WHAT IS BEING ASKED>
Isolate every line in the data with the string "prefer" and copy it.

Saved data entries
PR #1506, opened 2018-06-19
Make ResultSet iterator current() not return a mixed value

Tobion:
Returning potentially false from the iterator current() means each result set item could be `false` which makes it impractical to safely use it.
When using phpstan, you will get errors like `Cannot call method getId() on bool|Elastica\Result.` when you just iterate over the result set.

Also `current()` should not need to check `valid()` again because that is done automatically by php when using foreach. When valid returns false, the loop is ended. So that is part of the Iterator spec. So using current on a non-existing item should not happen unless you misuse the Iterator.

### DIFF
--- a/lib/Elastica/ResultSet.php
+++ b/lib/Elastica/ResultSet.php
@@ -236,15 +236,11 @@ class ResultSet implements \Iterator, \Countable, \ArrayAccess
     /**
      * Returns the current object of the set.
      *
-     * @return \Elastica\Result|bool Set object or false if not valid (no more entries)
+     * @return \Elastica\Result Set object
      */
     public function current()
     {
-        if ($this->valid()) {
-            return $this->_results[$this->key()];
-        }
-
-        return false;
+        return $this->_results[$this->key()];
     }
 
     /**
@@ -253,8 +249,6 @@ class ResultSet implements \Iterator, \Countable, \ArrayAccess
     public function next()
     {
         ++$this->_position;
-
-        return $this->current();
     }
 
     /**
@@ -308,7 +302,7 @@ class ResultSet implements \Iterator, \Countable, \ArrayAccess
      *
      * @throws Exception\InvalidException If offset doesn't exist
      *
-     * @return Result|null
+     * @return Result
      */
     public function offsetGet($offset)
     {


lib/Elastica/ResultSet.php
```diff
@@ -253,8 +249,6 @@ public function current()
     public function next()
     {
         ++$this->_position;
-
-        return $this->current();
```
Tobion: next() is not meant to return something.

lib/Elastica/Bulk/ResponseSet.php
```diff
@@ -95,13 +95,11 @@ public function hasError()
...
     /**
-     * @return bool|\Elastica\Bulk\Response
+     * @return \Elastica\Bulk\Response
      */
     public function current()
     {
-        return $this->valid()
-            ? $this->_bulkResponses[$this->key()]
-            : false;
+        return $this->_bulkResponses[$this->key()];
```
ruflin: I wonder if we should treat this as a bug or breaking change ... Someone re

Tobion: I hope nobody would be affected by this potential bc break as it means people would use the Iterator in a wrong way. As an alternative we could leave the implementation and only change the phpdoc. But that would also be confusing.

ruflin: It reminds me of https://github.com/ruflin/Elastica/issues/1374 Let's ping people in there on what they think.

curry684: I'd take the pragmatic approach here - it could only break code that was already abusing a well-defined mechanism, and I can't think of a really practical example how it would *hurt* existing code, it would more probably *fix* it by accident. So I wouldn't call BC on this.

greg0ire: Looks indeed like a case of xkcd workflow xkcd workflow

ruflin: What would we do without xkcd?

Sounds like we are all agreement we should move forward with this.

@Tobion I suggest we still add an entry to the breaking changes for people to be aware of it.

lib/Elastica/ResultSet.php
Tobion: also it's not documented. and it would also not be really useful because it might return false or null or whatever when the iterator reaches the end which is what happens as it happens before valid is called.

lib/Elastica/Bulk/ResponseSet.php
Tobion: @ruflin done. This is ready from my point of view.

PR #1507, opened 2018-06-22
Fix missing phpdoc types in deleteByQuery

Tobion:
This fixes false phpstan reports like

> Parameter #1 $query of method Elastica\Type::deleteByQuery() expects Elastica\Query|string, Elastica\Query\Ids given.


ruflin:
@Tobion Thanks

PR #1510, opened 2018-06-29
Implement Countable on Objects in PHP7.2 - Backported from #1378

jmsche:
Hi,

As I'm currently stuck with ElasticSearch v1.7, I'd like to submit a PR to backport changes brought by initial PR #1378: Implement Countable on Objects in PHP7.2.

Thanks,

jmsche


ruflin:
@jmsche Thanks for the contribution. Haven't touched the 2.x branch in ages but happy to hear it still works :-)

jmsche:
Thanks for accepting the PR :)

Will you create a new tag/release, or should I target the 2.x branch?

ruflin:
Please use the 2.x branch. If somehow possible I would not like to do an other 2.x release.

jmsche:
I'm wondering if you can still create a release: the package I manage was updated to use "dev-2.x" of ruflin/elastica, but given this I'd have to update all projects to require as well "ruflin/elastica":"@dev", even if "dev-2.x" is mentioned in my package...

Thanks for considering my request.

ruflin:
If I do a new release, you would also have to update all packages? Or what is your line looking like at the moment?

The reason I'm very hesitant to do a release because I worry I might break things that work at the moment. It's a long time ago since I touched the 2.x code base so it's hard to think through the problems that could happen.

jmsche:
If you create a new release, I only have to revert the package I manage to use `^2.3` instead of `dev-2.x`, which allows me not to require `"ruflin/elastica":"@dev"` in all projects.

I understand why you hesitate to create a new release. But, if I'm not mistaken, only two new commits would be released - mine, and https://github.com/ruflin/Elastica/commit/d72afd0d16ab1ccaa0d7061696419f0d3da8c032 - see https://github.com/ruflin/Elastica/compare/2.3.1...2.x

From what I can see, my changes are ok, and after checking the other commit, they also seem legitimate. Both are backports and should be ok no matter the PHP version. The only problem being, I can't manage to run tests on my computer :/

ruflin:
The commit I'm much more worried is actually not yours but the other one as it adds error handling for I think Elasticsearch 5.x and I'm not sure about the side effects to 1.x installations here. I would appreciate if for now we could leave it as unreleased and reconsider if we get many request for it.

Please also keep in mind that 1.7 was EOL beginning of last year: https://www.elastic.co/support/eol

bdlabs:
> @jmsche Thanks for the contribution. Haven't touched the 2.x branch in ages but happy to hear it still works :-)

Sorry but not work this branch must be compatible with PHP 5.3.3 and now is it not.
look this https://github.com/ruflin/Elastica/issues/1559

ruflin:
@jmsche Could you comment on this one. That is what I was worried about doing a release :-( @bdlabs What you can always do is going back one bugfix release to the one you had before.

PR #1523, opened 2018-10-08
Set Content-Type header per Guzzle request

Persata:
Hi there!

I've run into a small issue when using the Guzzle transport on one of our projects.

We're performing a Bulk query (`replaceMany` / `updateDocuments`) followed by an `updateByQuery` request, however the second request passes an incorrect `Content-Type` header to Elasticsearch.

In this particular case, the initial Bulk request instantiates the `Guzzle\Client` with a `Content-Type` header of `application/x-ndjson`:

https://github.com/ruflin/Elastica/blob/07db285b4e89ff274b77df0a74f08fff527ae9a4/lib/Elastica/Transport/Guzzle.php#L159-L166

This header value is then re-used for the `updateByQuery` request, which causes Elasticsearch to return an error since it expects `application/json` for the `updateByQuery` request.

I've changed the logic in the Guzzle transport to set the `Content-Type` header per request, taking it from the `Elastica\Request` object.

I haven't submitted a test with this PR as I'm not sure how best to write one for this scenario (it's tricky to inspect the header internals of the Guzzle transport) - if you'd prefer to have one, I'll happily spend some more time on it.

Let me know if I can provide any more information.

Thanks!

### DIFF
--- a/CHANGELOG.md
+++ b/CHANGELOG.md
@@ -7,6 +7,8 @@ All notable changes to this project will be documented in this file based on the
 
 ### Bugfixes
 
+* Guzzle transport now sets the `Content-Type` header per request, rather than reusing the potentially incorrect header from the first request made by the transport
+
 ### Added
 
 * [Field](https://www.elastic.co/guide/en/elasticsearch/reference/current/query-dsl-function-score-query.html#function-random) param for `Elastica\Query\FunctionScore::addRandomScoreFunction`
--- a/lib/Elastica/Transport/Guzzle.php
+++ b/lib/Elastica/Transport/Guzzle.php
@@ -53,7 +53,7 @@ class Guzzle extends AbstractTransport
     {
         $connection = $this->getConnection();
 
-        $client = $this->_getGuzzleClient($this->_getBaseUrl($connection), $connection->isPersistent(), $request);
+        $client = $this->_getGuzzleClient($this->_getBaseUrl($connection), $connection->isPersistent());
 
         $options = [
             'exceptions' => false, // 4xx and 5xx is expected and NOT an exceptions in this context
@@ -115,12 +115,14 @@ class Guzzle extends AbstractTransport
      */
     protected function _createPsr7Request(Request $request, Connection $connection)
     {
+        $headers = $connection->hasConfig('headers') && \is_array($connection->getConfig('headers'))
+            ? $connection->getConfig('headers')
+            : [];
+
         $req = new Psr7\Request(
             $request->getMethod(),
             $this->_getActionPath($request),
-            $connection->hasConfig('headers') && is_array($connection->getConfig('headers'))
-                ? $connection->getConfig('headers')
-                : []
+            \array_merge($headers, ['Content-Type' => $request->getContentType()])
         );
 
         $data = $request->getData();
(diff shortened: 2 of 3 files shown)


CHANGELOG.md
```diff
@@ -7,6 +7,8 @@ All notable changes to this project will be documented in this file based on the
 
 ### Bugfixes
 
+* Guzzle transport now sets the `Content-Type` header per request, rather than reusing the potentially incorrect header from the first request made by the transport
```
ruflin: Could you link the PR number here?

lib/Elastica/Transport/Guzzle.php
```diff
@@ -115,12 +115,14 @@ public function exec(Request $request, array $params)
      */
     protected function _createPsr7Request(Request $request, Connection $connection)
     {
+        $headers = $connection->hasConfig('headers') && \is_array($connection->getConfig('headers'))
```
ruflin: What is the `\` doing here before is_array?

ruflin:
@Persata Thank a lot for the contribution with the detailed PR description 👍 

Overall the PR looks sane to me but as you mentioned a test would be nice. One way to tackle this could be using guzzle and do the two calls that returned an error before. So we would not check the headers directly but if the calls are executed correctly. There are quite a few examples for integration tests in the testsuite.

lib/Elastica/Transport/Guzzle.php
Persata: Just a micro-optimisation added by my linter, I'll remove it when I'm adding a test if you'd prefer.

Persata:
Great, thanks for looking this over. I'll have a go at adding an integration test this week. :+1:

lib/Elastica/Transport/Guzzle.php
ruflin: Can you share on how this optimises the code? Want to learn more here.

TASK OUTPUT>
I haven't submitted a test with this PR as I'm not sure how best to write one for this scenario (it's tricky to inspect the header internals of the Guzzle transport) - if you'd prefer to have one, I'll happily spend some more time on it.
Persata: Just a micro-optimisation added by my linter, I'll remove it when I'm adding a test if you'd prefer.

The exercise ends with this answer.